_What you should do_
Output each record below exactly, and include all of them.

[Saved data entries]
Start of Block
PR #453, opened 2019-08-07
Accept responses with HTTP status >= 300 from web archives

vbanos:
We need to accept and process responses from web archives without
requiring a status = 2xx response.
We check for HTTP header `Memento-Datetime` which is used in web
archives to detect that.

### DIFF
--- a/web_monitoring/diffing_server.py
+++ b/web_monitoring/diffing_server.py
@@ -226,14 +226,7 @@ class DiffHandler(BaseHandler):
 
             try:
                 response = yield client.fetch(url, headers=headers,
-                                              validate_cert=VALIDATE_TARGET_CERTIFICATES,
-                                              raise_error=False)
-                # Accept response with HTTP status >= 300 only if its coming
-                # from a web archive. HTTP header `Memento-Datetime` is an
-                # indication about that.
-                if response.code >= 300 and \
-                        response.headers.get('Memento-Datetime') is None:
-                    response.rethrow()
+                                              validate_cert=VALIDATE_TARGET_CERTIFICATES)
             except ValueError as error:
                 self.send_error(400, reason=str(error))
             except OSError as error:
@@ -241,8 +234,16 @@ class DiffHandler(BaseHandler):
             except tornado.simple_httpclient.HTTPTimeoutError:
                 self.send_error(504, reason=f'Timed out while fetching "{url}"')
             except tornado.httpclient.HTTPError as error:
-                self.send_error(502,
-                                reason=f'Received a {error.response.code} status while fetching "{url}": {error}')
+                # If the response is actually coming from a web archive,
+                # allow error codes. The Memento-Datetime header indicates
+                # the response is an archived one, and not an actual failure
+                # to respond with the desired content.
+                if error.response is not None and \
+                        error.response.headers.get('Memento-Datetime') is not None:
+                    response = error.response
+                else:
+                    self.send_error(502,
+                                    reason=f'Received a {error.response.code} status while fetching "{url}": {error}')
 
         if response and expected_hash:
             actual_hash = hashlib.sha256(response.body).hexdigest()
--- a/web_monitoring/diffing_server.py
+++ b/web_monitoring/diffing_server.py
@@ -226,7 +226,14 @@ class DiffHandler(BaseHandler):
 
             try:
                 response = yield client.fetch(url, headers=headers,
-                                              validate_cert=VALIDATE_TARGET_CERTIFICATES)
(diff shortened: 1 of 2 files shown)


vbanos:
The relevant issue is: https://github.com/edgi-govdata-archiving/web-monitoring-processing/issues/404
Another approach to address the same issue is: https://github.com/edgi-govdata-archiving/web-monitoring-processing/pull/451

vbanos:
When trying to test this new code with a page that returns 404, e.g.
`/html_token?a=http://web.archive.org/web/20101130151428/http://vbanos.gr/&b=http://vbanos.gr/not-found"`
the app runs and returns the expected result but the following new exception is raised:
End of Block
_Response for this exercise_
PR #453, opened 2019-08-07
Accept responses with HTTP status >= 300 from web archives

vbanos:
We need to accept and process responses from web archives without
requiring a status = 2xx response.
We check for HTTP header `Memento-Datetime` which is used in web
archives to detect that.

### DIFF
--- a/web_monitoring/diffing_server.py
+++ b/web_monitoring/diffing_server.py
@@ -226,14 +226,7 @@ class DiffHandler(BaseHandler):
 
             try:
                 response = yield client.fetch(url, headers=headers,
-                                              validate_cert=VALIDATE_TARGET_CERTIFICATES,
-                                              raise_error=False)
-                # Accept response with HTTP status >= 300 only if its coming
-                # from a web archive. HTTP header `Memento-Datetime` is an
-                # indication about that.
-                if response.code >= 300 and \
-                        response.headers.get('Memento-Datetime') is None:
-                    response.rethrow()
+                                              validate_cert=VALIDATE_TARGET_CERTIFICATES)
             except ValueError as error:
                 self.send_error(400, reason=str(error))
             except OSError as error:
@@ -241,8 +234,16 @@ class DiffHandler(BaseHandler):
             except tornado.simple_httpclient.HTTPTimeoutError:
                 self.send_error(504, reason=f'Timed out while fetching "{url}"')
             except tornado.httpclient.HTTPError as error:
-                self.send_error(502,
-                                reason=f'Received a {error.response.code} status while fetching "{url}": {error}')
+                # If the response is actually coming from a web archive,
+                # allow error codes. The Memento-Datetime header indicates
+                # the response is an archived one, and not an actual failure
+                # to respond with the desired content.
+                if error.response is not None and \
+                        error.response.headers.get('Memento-Datetime') is not None:
+                    response = error.response
+                else:
+                    self.send_error(502,
+                                    reason=f'Received a {error.response.code} status while fetching "{url}": {error}')
 
         if response and expected_hash:
             actual_hash = hashlib.sha256(response.body).hexdigest()
--- a/web_monitoring/diffing_server.py
+++ b/web_monitoring/diffing_server.py
@@ -226,7 +226,14 @@ class DiffHandler(BaseHandler):
 
             try:
                 response = yield client.fetch(url, headers=headers,
-                                              validate_cert=VALIDATE_TARGET_CERTIFICATES)
(diff shortened: 1 of 2 files shown)


vbanos:
The relevant issue is: https://github.com/edgi-govdata-archiving/web-monitoring-processing/issues/404
Another approach to address the same issue is: https://github.com/edgi-govdata-archiving/web-monitoring-processing/pull/451

vbanos:
When trying to test this new code with a page that returns 404, e.g.
`/html_token?a=http://web.archive.org/web/20101130151428/http://vbanos.gr/&b=http://vbanos.gr/not-found"`
the app runs and returns the expected result but the following new exception is raised:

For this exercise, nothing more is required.